Misdiagnosing the problem of global food security

Frances Moore Lappé was among several speakers who challenged the premise behind this year’s World Food Prize.

A popular author and food justice advocate says GM crops are the wrong pill for the world’s food disease

The following is an excerpt from author Frances Moore Lappé’s presentation to the Borlaug Dialogues, a three-day symposium that runs in conjunction with the World Food Prize awards each year in Des Moines, Iowa. Lappé was among a handful of speakers at the event who said prescribing GM crops as a cure for global hunger is a misdiagnosis.

Lappé said the world today produces 2,800 calories for every person in it, despite the fact that only 43 per cent of what is produced goes directly to people. The rest goes to livestock, biofuels and other uses.

She also questioned whether it was appropriate for the World Food Prize Foundation to single out the pioneers of genetically modified crops for recognition, because technology concentrates control of the food system. Her three recommendations for improving the World Food Prize criteria have been copied from the website: http://www.thepetitionsite.com/796/158/642/realize-the-prize/.

We know that a physician’s misdiagnosis can actually kill the patient. So what is the false diagnosis that I see?

The false diagnosis is that the problem is scarcity. It is a fear-driven message that there is not enough and we must narrow, narrow our focus more, more and more in order that we keep up this race with population growth.

Well, why does that diagnosis make us sick? This premise of scarcity is not just in nature, but it is a premise about scarcity in human capacities as well, particularly the capacities of ordinary people. We know that both are false.

We know that agro-ecology approaches have the potential to meet our needs and increase production, but we absorb this distrust of nature and of self and what we do. We go along with a power-concentrating market, driven by one rule, highest rate of return to existing wealth. Wealth and power continue to consolidate so that it hits almost unthinkable extremes in the food system, for example, three companies controlling 53 per of the global commercial seed market.

So concentrating power that is disempowering billions inevitably creates the experience of scarcity no matter how much we grow.

For me, genetically modified organisms not only fail to address hunger but they contribute to the concentration of power that is at the root of hunger.

So I think we need to see the protest over this year’s prize, it is not just about the seed, it is about the system.

The good news is an ecological, relational way of seeing life is breaking its way through. This is going to sound New Age, but it is actually new science because what is happening is virtually every field of science is converging on this simple insight: all life exists in interacting systems so there are no parts, there are only participants.

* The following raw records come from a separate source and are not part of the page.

PR #970, opened 2021-04-20
Improve `Stream.__getitem__()`

### LINKED ISSUE #947: Decide whether to support class strings as keys for `Stream.__getitem__`
https://github.com/cuthbertLab/music21/blob/ebc47a1fbc9d65981bc52928593b4b564ae96cd5/music21/stream/base.py#L322-L324

Doesn't work as described; only names work, not strings:

```
>>> h = corpus.parse('handel')
>>> h[stream.Part]
<music21.stream.Score 0x110207ee0>
>>> h['stream.Part']
  File "/Users/jwalls/music21/music21/stream/base.py", line 451, in __getitem__
    raise KeyError(f'provided key ({k}) does not match any id or group')
KeyError: 'provided key (stream.Part) does not match any id or group'
>>> h['Part']
  File "/Users/jwalls/music21/music21/stream/base.py", line 451, in __getitem__
    raise KeyError(f'provided key ({k}) does not match any id or group')
KeyError: 'provided key (Part) does not match any id or group'
```

**More information**
Shall we correct the docs or add the feature?

Here's adding the feature:
```diff
diff --git a/music21/stream/base.py b/music21/stream/base.py
index 4d8f92316..3e792a754 100644
--- a/music21/stream/base.py
+++ b/music21/stream/base.py
@@ -398,7 +398,8 @@ class Stream(core.StreamCoreMixin, base.Music21Object):
         KeyError: "provided class (<class 'music21.layout.StaffLayout'>) does
             not match any contained Objects"
 
-        Changed in v7. -- out of range indexes now raise an IndexError, not StreamException
+        Changed in v7. -- out of range indexes now raise an IndexError, not StreamException.
+        Unsupported types now raise TypeError. Strings now supported for class names.
         '''
         # need to sort if not sorted, as this call may rely on index positions
         if not self.isSorted and self.autoSort:
@@ -447,15 +448,20 @@ class Stream(core.StreamCoreMixin, base.Music21Object):
                 groupStream = self.iter.getElementsByGroup(k)
                 if groupStream:
                     return groupStream.stream()
-                else:
-                    raise KeyError(f'provided key ({k}) does not match any id or group')
-        elif isinstance(k, type(type)):
+                # else:
+                    # raise KeyError(f'provided key ({k}) does not match any id or group')
+
+        if isinstance(k, (str, type)):
             # assume it is a class name
             classStream = self.iter.getElementsByClass(k)
             if classStream:
                 return classStream.stream()
-            else:
+            elif isinstance(k, type):
                 raise KeyError(f'provided class ({k}) does not match any contained Objects')
+            else:
+                raise KeyError(f'provided key ({k}) does not match any id, group, or class name')
+
+        raise TypeError(f'Get items by int, slice, id, or class; got {type(k)}')
```

jacobtylerwalls:
Fixes #947 

Changed in v7:
  - [earlier PR:] out of range indexes now raise an IndexError, not StreamException
  - class searches now recursive
  - negative slice indices now work
  -  Unsupported types now raise TypeError
  - Class and string searches now return a `StreamIterator` rather than a `Stream`
  - slice searches return a list, not a `Stream`

### DIFF
--- a/music21/stream/iterator.py
+++ b/music21/stream/iterator.py
@@ -89,6 +89,16 @@ class StreamIterator(prebase.ProtoM21Object):
     * For `activeInformation` see above.
 
     Changed in v.5.2 -- all arguments except srcStream are keyword only.
+
+    OMIT_FROM_DOCS
+
+    Informative exception for user error:
+
+    >>> s = stream.Stream()
+    >>> sIter = stream.iterator.StreamIterator(s, filterList=[note.Note])
+    Traceback (most recent call last):
+    TypeError: filterList expects Filters or callables,
+    not types themselves; got <class 'music21.note.Note'>
     '''
     def __init__(self,
                  srcStream: 'music21.stream.Stream',
@@ -122,6 +132,10 @@ class StreamIterator(prebase.ProtoM21Object):
             filterList = [filterList]
         elif isinstance(filterList, (set, tuple)):
             filterList = list(filterList)  # mutable....
+        for x in filterList:
+            if isinstance(x, type):
+                raise TypeError(
+                    f'filterList expects Filters or callables, not types themselves; got {x}')
         # self.filters is a list of expressions that
         # return True or False for an element for
         # whether it should be yielded.
--- a/music21/stream/iterator.py
+++ b/music21/stream/iterator.py
@@ -957,19 +957,24 @@ class StreamIterator(prebase.ProtoM21Object):
         >>> s = converter.parse('tinyNotation: 4/4 GG4 AA4 BB4 r4 C4 D4 E4 F4 r1')
         >>> s[note.Note].last().id = 'last'
         >>> for n in s[note.Note]:
-        ...     if n.octave == 4:
-        ...         n.groups.append('high')
+        ...     if n.octave == 3:
+        ...         n.groups.append('tenor')
 
-        >>> s.recurse().getElementsByQuerySelector('#last').first()
-        <music21.note.Note F>
-        >>> list(s.recurse().getElementsByQuerySelector('.high'))
+        >>> list(s.recurse().getElementsByQuerySelector('.tenor'))
         [<music21.note.Note C>,
          <music21.note.Note D>,
          <music21.note.Note E>,
          <music21.note.Note F>]
+
         >>> list(s.recurse().getElementsByQuerySelector('Rest'))
-        [<music21.note.Rest quarter>,
-         <music21.note.Rest whole>]
+        [<music21.note.Rest rest>,
+         <music21.note.Rest rest>]
+
+        Note that unlike with stream slices, the querySelector does not do anything special
+        for id searches.  `.first()` will need to be called to find the element (if any)
+
+        >>> s.recurse().getElementsByQuerySelector('#last').first()
+        <music21.note.Note F>
 
         New in v.7
         '''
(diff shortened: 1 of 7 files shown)


jacobtylerwalls:
Starting the implementation before we settle on whether to do a recursive search.

mscuthbert:
Let's do a substantial change in v.7 -- maybe we can say this:

* int = index -- return one Element(and change the docs to deemphasize non-sorted streams)
* slice e.g.,`4:7` -- return list of Elements in the slice
* class -- return recursive stream iterator returning elements by type
* string -- return stream recursive iterator with .getElementsByQuerySelector()

`QuerySelector()` ?????  -- it's something I've been wanting to add since, OH, v.1 -- setting up something like an HTML query selector:

* s['#hello'].first()  -- matches element matching ID 'hello' -- same as DOM querySelectorAll('#hello')
* s['.high'] --  matches element matching group 'high' -- same as DOM class selector
* s['Note'] -- matches elements of class 'Note' -- same as DOM tag/type selector

this would be the basic query selector and all we would implement now.  BUT it opens the avenue for setting up more sophisticated selectors such as https://developer.mozilla.org/en-US/docs/Web/CSS/CSS_Selectors   The most important would be something like:

s['Note[duration.type="quarter"]'] 

(the issue that would come up though is that 'note.Note' cannot be considered to be a "note"-class followed by a "Note" group.)

jacobtylerwalls:
Cool -- at first I was slightly skeptical of getting too fancy/unpythonic, but I read this over a couple times and it makes sense to me, given the character of our Stream objects.

Made class searches recursive. Might have found an issue with #944 , see alternative line for `classIter` (or wait for me to report it :-D)

Noticed negative slice indices weren't working, also, so fixed it.

Next step (at some point, not immediately) is to implement the basic query selector. And some more tests.

music21/stream/iterator.py
```diff
@@ -337,6 +351,9 @@ def __getitem__(self, k):
 
         (nothing is printed)
         '''
+        if isinstance(k, type):
+            self.addFilter(k)
+            return self
```
jacobtylerwalls, line 356: This is here to support chained lookups like s[x][y]... needs docs and test if we want it.

mscuthbert: Ah -- I don't think that this will exactly work.  maybe remove it for now and then we can put it back in during a refactor of Stream.getItem, because otherwise we'll end up doing too much duplicated code to get something like: Stream.parts['Note'][4] to work, and it'd be weird because `.parts` is a normal, non recursive iterator, but we're now training people to think of `Stream[Note]` as making a recursive iterator.

music21/stream/iterator.py
```diff
@@ -921,6 +938,53 @@ def getElementsByClass(self, classFilterList, *, returnClone=True):
...
+
+        >>> list(s.recurse().getElementsByQuerySelector('.tenor'))
+        [<music21.note.Note C>,
+         <music21.note.Note D>,
+         <music21.note.Note E>,
+         <music21.note.Note F>]
+
+        >>> list(s.recurse().getElementsByQuerySelector('Rest'))
+        [<music21.note.Rest rest>,
+         <music21.note.Rest rest>]
```
mscuthbert, line 971: This and one test in Stream.base will immediately fail when the rest Repr is put in.  I had thought it was already put in, and was annoyed when I didn't get 'quarter', 'whole' here; hence that quick PR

It is the quality then of relationship between all participants that really matters, not just how much quantity is produced.

For human beings, for me the surest way to measure the quality of our relationships with one another is whether they enhance dignity.

For what is dignity? It is knowing we count. It’s knowing we have a voice, it is knowing we have power, its root in Latin is capacity to act.

So systems concentrating power deny dignity and as they fail to tap our innate need to contribute and that is a huge problem, because we need all hands on deck right now. So what keeps me going is evidence from the village to global forums that we know what does work. The systems that disperse inclusive power where transparency and mutual accountability are what characterizes our place in this. Farmers all over the world are showing us that path, rejecting dependency farming. I think of it as building knowledge-based collaborative power.

We need the World Food Prize to help us break free from this failed premise. I am making three requests of the foundation that would infuse in the foundation process, what it takes to build inclusive power and transparency.

We respectfully request the foundation to take these three steps to realize the prize:

1) Continue to identify and then publicly share your understanding of root causes and root solutions. Ask of any proposed solution: Does it replace dependency and extreme power imbalances with mutuality in which those most affected have a voice?

2) Make the prize selection more inclusive and transparent. Share publicly who makes the decisions and bring into decision-making those with direct experience of hunger and those fostering democratic relationships and ecologically attuned farming.

3) Strengthen World Food Prize criteria. Ask how every candidate, scientist as well as public servant, is helping to bring to life the three conditions proven essential to human social problem solving — the continuous dispersion of power, transparency, and mutual accountability.